The multifunctional cytokine transforming growth factor-β (TGF-β) affects immune, endothelial, epithelial, and mesenchymal cells during development and adult life in invertebrate and vertebrate species. In mammals, these functions are mediated by three widely expressed isoforms, TGF-β1, 2, and 3. All three isoforms interact with the same cell surface receptors (TGFBR2 and ALK5) and signal through the same intracellular signaling pathways, which involve either canonical (i.e., SMADs) or noncanonical (i.e., MAPK, JUN, PI3K, PP2A, Rho, PAR6) signaling effectors. In the canonical TGF-β signaling pathway, the signal is propagated from the TGF-β receptor via phosphorylation of cytoplasmic SMAD-2/3, complex formation with SMAD-4, translocation of the SMAD-2/3/4 complex to the nucleus, and binding to SMAD response elements located in the promoter regions of many genes involved in the fibrogenic response. While the TGF-β isoforms have similar signaling partners, each serves distinct biological functions. The TGF-β isoforms have differences in binding affinities to TGF-β receptors, activation mechanism, signaling intensity or duration, or spatial and/or temporal distribution.
Knockout and conditional deletion models of TGF-β isoforms, receptors, and signaling mediators, as well as function-blocking reagents targeting all TGF-β isoforms, have revealed essential roles for TGF-β in T-cell, cardiac, lung, vascular, and palate development.
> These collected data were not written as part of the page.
PR #6586, opened 2023-04-14
fix: made defineProperty configurable as it broke when minified.

PedroPovedaQ:
To reproduce the bug: Embed into a website.

Fixes the below issue where the build crashes when minified:

image
Minified Code Below: 

```
paramsList.forEach((paramName) => {
  if (paramName === 'init') return;
  paramName = paramName.replace('_', '');
  Object.defineProperty(SwiperContainer.prototype, paramName, {
    / / added configurable:true  HERE to fix crash
    get() {
      return (this.passedParams || {})[paramName];
    },
    set(value) {
      if (!this.passedParams) this.passedParams = {};
      this.passedParams[paramName] = value;
      if (!this.initialized) return;
      this.updateSwiperOnPropChange(paramName, value);
    },
  });
});
```

It seems that the property is redefined in a later loop but as it is read only it crashes. Making it configurable fixes this issue.

### DIFF
--- a/src/element/swiper-element.js
+++ b/src/element/swiper-element.js
@@ -198,6 +198,7 @@ paramsList.forEach((paramName) => {
   if (paramName === 'init') return;
   paramName = paramName.replace('_', '');
   Object.defineProperty(SwiperContainer.prototype, paramName, {
+    configurable: true,
     get() {
       return (this.passedParams || {})[paramName];
     },


nolimits4web:
There shouldn't be such issue in today's release, or is it still there?

PedroPovedaQ:
Hi,

I was using the following cdn include in my html:

`<script src="https://cdn.jsdelivr.net/npm/swiper@9/swiper-element-bundle.min.js"></script> `

PedroPovedaQ:
> There shouldn't be such issue in today's release, or is it still there?

I was using the following cdn include in my html:

`<script src="https://cdn.jsdelivr.net/npm/swiper@9/swiper-element-bundle.min.js"></script> `

Issue #6452, opened 2023-03-02
Mousewheel: Add passive listeners for mousewheel


Davi-T:
### Check that this is really a bug

- [X] I confirm

### Reproduction link

https://swiperjs.com/demos/270-mousewheel-control/core

### Bug description

Chrome shows passive events violation when mouse wheel is enabled and notice it's not there in the source (but looks like it's added to other events)

Can we add in pretty please?

Thanks so much!

### Expected Behavior

No violation warning

### Actual Behavior

CHROME > [Violation] Added non-passive event listener to a scroll-blocking 'wheel' event. Consider marking event handler as 'passive' to make the page more responsive

### Swiper version

9.1.0

### Platform/Target and Browser Versions

Chrome 110.0.5481.100 

### Validations

- [X] Follow our [Code of Conduct](https://github.com/nolimits4web/swiper/blob/master/CODE_OF_CONDUCT.md)
- [X] Read the [docs](https://swiperjs.com/swiper-api).
- [X] Check that there isn't already an issue that request the same feature to avoid creating a duplicate.
- [X] Make sure this is a Swiper issue and not a framework-specific issue

### Would you like to open a PR for this bug?

- [X] I'm willing to open a PR

nolimits4web:
No, we can not. Passive listeners don't allow preventDefault

frzsombor:
I've found this issue after receiving the _"Does not use passive listeners to improve scrolling performance"_ warning in Google PageSpeed Insights / Lighthouse. I also found a few related issues: #3854, #4609, and #4610. Leaving this comment here in case someone else finds this issue through the same warning and is looking for more information.

The code part that triggers this warning (at least for me) is [this](https://github.com/nolimits4web/swiper/blob/v11.2.8/src/modules/mousewheel/mousewheel.mjs#L412) `wheel` event listener.
However, according to the [documentation](https://developer.chrome.com/docs/lighthouse/best-practices/uses-passive-event-listeners) of Lighthouse:

> Lighthouse uses the following process to identify event listeners that may affect scrolling performance:
> - Collect all event listeners on the page.
> - Filter out non-touch and non-wheel listeners.
> - **Filter out listeners that call preventDefault().** <= ❗❗❗
> - Filter out listeners that are from a different host than the page.

[...]

PR #6646, opened 2023-05-04
fix(wheel): Adding an active listener (#6452)

TakNePoidet:

Always follow the [contribution guidelines](https://github.com/nolimits4web/swiper/blob/master/CONTRIBUTING.md) when submitting a pull request.


nolimits4web:
What about the description? What does it fix?

TakNePoidet:
Removes the Chrome passive event warning from the mouse wheel

gerbenvandijk:
it would be great to have this implemented :) the passive event warning in chrome is influencing our lighthouse performance scores.

PR #100, opened 2024-01-24
Add README.md for systemd services

sirlucjan:
Brief information on how to use systemd services with a bunch of useful journald commands.

### DIFF
--- a/README.md
+++ b/README.md
@@ -364,7 +364,7 @@ $ cargo install scx_rusty
 
 and `scx_rusty` will be built and installed as `~/.cargo/bin/scx_rusty`.
 
-## SystemD services
+## systemd services
 
 See: [services](services/README.md)
 
--- a/README.md
+++ b/README.md
@@ -364,6 +364,9 @@ $ cargo install scx_rusty
 
 and `scx_rusty` will be built and installed as `~/.cargo/bin/scx_rusty`.
 
+## SystemD services
+
+See: [services](services/README.md)
 
 ## Kernel Feature Status
 
--- a/services/README.md
+++ b/services/README.md
@@ -1,6 +1,6 @@
 # A Quick Start Guide
 
-This guide provides instructions on how to start the SCX scheduler and check its logs.
+This guide provides instructions for running the SCX schedulers as a systemd service and checking its logs.
 
 ## Getting Started
 To start the SCX scheduler at boot, you need to run the systemd service as root. Here are the steps:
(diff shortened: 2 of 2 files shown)


README.md
```diff
@@ -364,6 +364,9 @@ $ cargo install scx_rusty
 
 and `scx_rusty` will be built and installed as `~/.cargo/bin/scx_rusty`.
 
+## SystemD services
```
Decave, line 367: nit: It looks a bit odd to me to say "SystemD" -- can we just stick with "`systemd`"?

services/README.md
```diff
@@ -0,0 +1,54 @@
+# A Quick Start Guide
+
+This guide provides instructions on how to start the SCX scheduler and check its logs.
```
Decave, line 3: I think we should specify that the guide is specifically about how to start the scheduler as a systemd service. What do you think about this?

This guide provides instructions on how to use an SCX scheduler as a systemd service.

services/README.md
```diff
@@ -0,0 +1,54 @@
...
+
+- To check the status of the service, use the following command:
+
+```
+systemctl status scx_SCHEDNAME
+```
+
+## Checking Journald Logs
+
+The SCX schedulers do not log to the main journald. Instead, they save logs in a dedicated journald namespace.
```
Decave, line 34: What do you think about:

The SCX schedulers do not log to the default journald namspace. Instead, they save logs in a dedicated `sched-ext` namespace.

Decave (commented):
Thanks for writing this up! Looks good, just left a few comments

sirlucjan:
@Decave Could you check now?

README.md
sirlucjan: Fixed!

services/README.md
sirlucjan: Fixed (probably!)

services/README.md
sirlucjan: Fixed

services/README.md
```diff
@@ -0,0 +1,54 @@
+# A Quick Start Guide
+
+This guide provides instructions for running the SCX schedulers as a systemd services and checking its logs.
```
Decave, line 3: s/as a systemd services/as a systemd service

Decave (commented):
Looks good! Just one grammar nit

services/README.md
sirlucjan: Fixed

PR #102, opened 2024-01-25
systemd-services: replace ConditionPathExists with ConditionPathIsDirectory

sirlucjan:
Commit https://github.com/sched-ext/sched_ext/pull/122 has caused systemd services to no longer be able to run because the startup conditions cannot be met. A simple change to ConditionPathIsDirectory and pointing to the correct path gets everything working properly again. 

Source: https://www.freedesktop.org/software/systemd/man/latest/systemd.unit.html

```
ConditionPathIsDirectory=
ConditionPathIsDirectory= is similar to ConditionPathExists= but verifies that a certain path exists and is a directory.

Added in version 244.
```

### DIFF
--- a/services/scx_central.service
+++ b/services/scx_central.service
@@ -1,6 +1,6 @@
 [Unit]
 Description=Start scx_central
-ConditionPathExists=/sys/kernel/debug/sched/ext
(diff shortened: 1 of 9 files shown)


Decave:
Thanks for the fix!

PR #106, opened 2024-01-25
ci: print the latest commit of the checked out sched-ext kernel

arighi:


htejun (approved):

.github/workflows/build-scheds.yml
```diff
@@ -52,6 +52,9 @@ jobs:
       # sched_ext)
       - run: git clone --single-branch -b sched_ext-ci --depth 1 https://github.com/sched-ext/sched_ext.git linux || git clone --single-branch -b sched_ext --depth 1 https://github.com/sched-ext/sched_ext.git linux
 
+      # Print the latest commit of the checked out sched-ext kernel
+      - run: cd linux && git log -1 --pretty=format:"%h %ad %s" --date=short
+
       # Build a minimal kernel (with sched-ext enabled) using virtme-ng
       - run: cd linux && vng -v --build --config .github/workflows/sched-ext.config
```
Decave, line 59: Won't this break now that we're doing `cd linux` twice in a row?

Decave: @arighi / @htejun

arighi: @Decave theoretically no, because each `- run` spawns a separate shell, so when it's done it goes back to the previous path.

Mice deficient in TGF-β1 either die in utero, owing to defects in yolk sac vasculogenesis, or survive to adulthood with severe multiorgan autoimmunity. Genetic deletion of TGF-β signaling mediator Smad2 reveals that it is essential in early patterning and mesodermal formation. Mice lacking Smad3 are viable and fertile, but exhibit limb malformations, immune dysregulation, colitis, colon carcinomas, and alveolar enlargement. In adult tissues, the TGF-β pathway is involved in the immune, mesenchymal, and epithelial cell interactions to maintain homeostasis in response to environmental stress.
The homeostatic pathways mediated by TGF-β are perturbed in response to chronic repetitive injury. TGF-β is a major profibrogenic cytokine in response to injury, delaying epithelial wound healing. TGF-β inhibits epithelial proliferation and migration, promotes apoptosis, and expands the mesenchymal compartment by inducing fibroblast recruitment, fibroblast contractility, and extracellular matrix deposition. Intratracheal transfer of adenoviral recombinant TGF-β1 to the rodent lung dramatically increases fibroblast accumulation and expression of type I and type III collagen around airways and in the pulmonary interstitium. Neutralizing anti-TGF-β antibodies can block bleomycin or radiation-induced pulmonary fibrosis.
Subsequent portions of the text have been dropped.